Efficiency does not come from using blocks of maximal size. Not exactly. If you use small blocks, it will run just fine on a larger device (running several blocks per multiprocessor). No reason for the runtime to automate this.
However… for certain algorithms the more shared mem and the more registers you have per block, the better (a good example is matrix-multiply). Also, gmem accesses may be slightly faster if there is one block per multiprocessor (and the accesses are perfectly optimized).
For your type of algorithm, I don’t think having a maximally large block or using a hundred registers has any advantage. A good configuration is: use blocks with 128 threads, 32 registers per thread, and up to 4KB shared memory per block. Launch at least a few thousand of these.
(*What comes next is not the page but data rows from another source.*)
PR #197, opened 2017-11-16
Fix typos in comments (mostly in frontend and include files)

pahan35:


changelog.txt
```diff
@@ -980,8 +980,8 @@ This version does include important changes in database. More than ever, make a
 = 0.9.4 (2012-10-23) =
 
 * Add Afrikaans translation contributed by [Kobus Joubert](http://translate3d.com/)
-* Add Belarusian translation contributed by [Alexander Markevitch](http://fourfeathers.by/)
-* Add Afrikaans (af) and Belarusian (be_BY) to predefined languages list (automatic download and update of language files won't work)
+* Add Belorussian translation contributed by [Alexander Markevitch](http://fourfeathers.by/)
+* Add Afrikaans (af) and Belorussian (be_BY) to predefined languages list (automatic download and update of language files won't work)
```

This will let your code scale nicely across all devices, including future ones, and is a good balance of occupancy and resource usage on current ones.
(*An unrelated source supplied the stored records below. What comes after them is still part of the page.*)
PR #220, opened 2018-02-16
Remove duplicated entry in list of available PLL_Choose_Lang classes

ocean90:


ocean90:
I don't think that failing test is related to this PR. Maybe a restart helps, @Chouby?

Chouby:
This is intentional. There are 4 options fo the option `force_lang`:
0 => Language set form the content => `PLL_Choose_Lang_Content`
1 => Language set from the directory name in url => `PLL_Choose_Lang_Url`
2 => Language set from the subdomain => `PLL_Choose_Lang_Url`
3 => Language set from the domain name => `PLL_Choose_Lang_Domain`

Is the PR related to some error you experienced?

My rule of thumb is the following: if I have edge effects, I read from a 2D texture, which provides boundary safety and is, apparently, optimized for 2D access. If I don’t, then I can read from linear memory.
More specifically, most operators in image processing are non-punctual, they require additional pixels outside the area of interest. For example, to calculate the output of a 3-tap FIR filter, one needs 2 additional pixels beside the current one. If you process the image in tiles (in a GPU, each block of threads would process one of these tiles) then you need to overlap these tiles so as to cover the erroneous pixels around the borders. I call these erroneous pixels edge effects. NVidia tutorials call the extra pixels that must be brought in the apron. To be efficient, global memory access needs to happen in a coalesced fashion, which entails reading from aligned addresses (in the newer chips, the coalescence requirements are more relaxed, but I think the alignment still stands). The need to overlap your tiles makes it difficult to follow the coalescence rules, that’s why I use 2D textures if overlaps (aprons) are needed. Hope it’s all clear :wacko:
I have understood the memory hierarchy of CUDA, so your sentence makes sense. But on the other hand, it does not describe what I have already seen. Let me explain :
In the CUDA doc, the matrix addition is a basic example : a cudamalloc() will allocate memory on the device (in the global mem), and the the kernels will read/write to that mem to perform the additions.
Do you mean that for better performance, even such a simple example would require to prepare the kernels, by copying first a submatrix into the shared memory of each block, then perform the kernels, then copy back the shared memory to global memory, then copy back from device to host ?
As far as I understand, this would have the following form :
//on host
{
cudaMalloc() the matrices on the device
cudamemcpy() from host to global device mem
launch kernel_matrix_add<<<>>>
cudamemcpy() from global device mem to host
}
//on device
kernel_matrix_add()
{
if (threadIdx == 0) //only the fist thread to minimize global mem access
cudamemcpy() from global mem to shared block mem
threadssycnhronize();
perform additions on the current kernel sub matrix : they only access shared memory for better perf.
threadssycnhronize();
if (threadIdx == 0) //only the fist thread to minimize global mem access
cudamemcpy() from shared block mem to global mem
}
you do not do a cudamemcpy. Each thread (not only thread 0!) assigns some element of a global memory array to a shared memory array element. There are plenty of examples in the SDK that do this, for example the reduction example.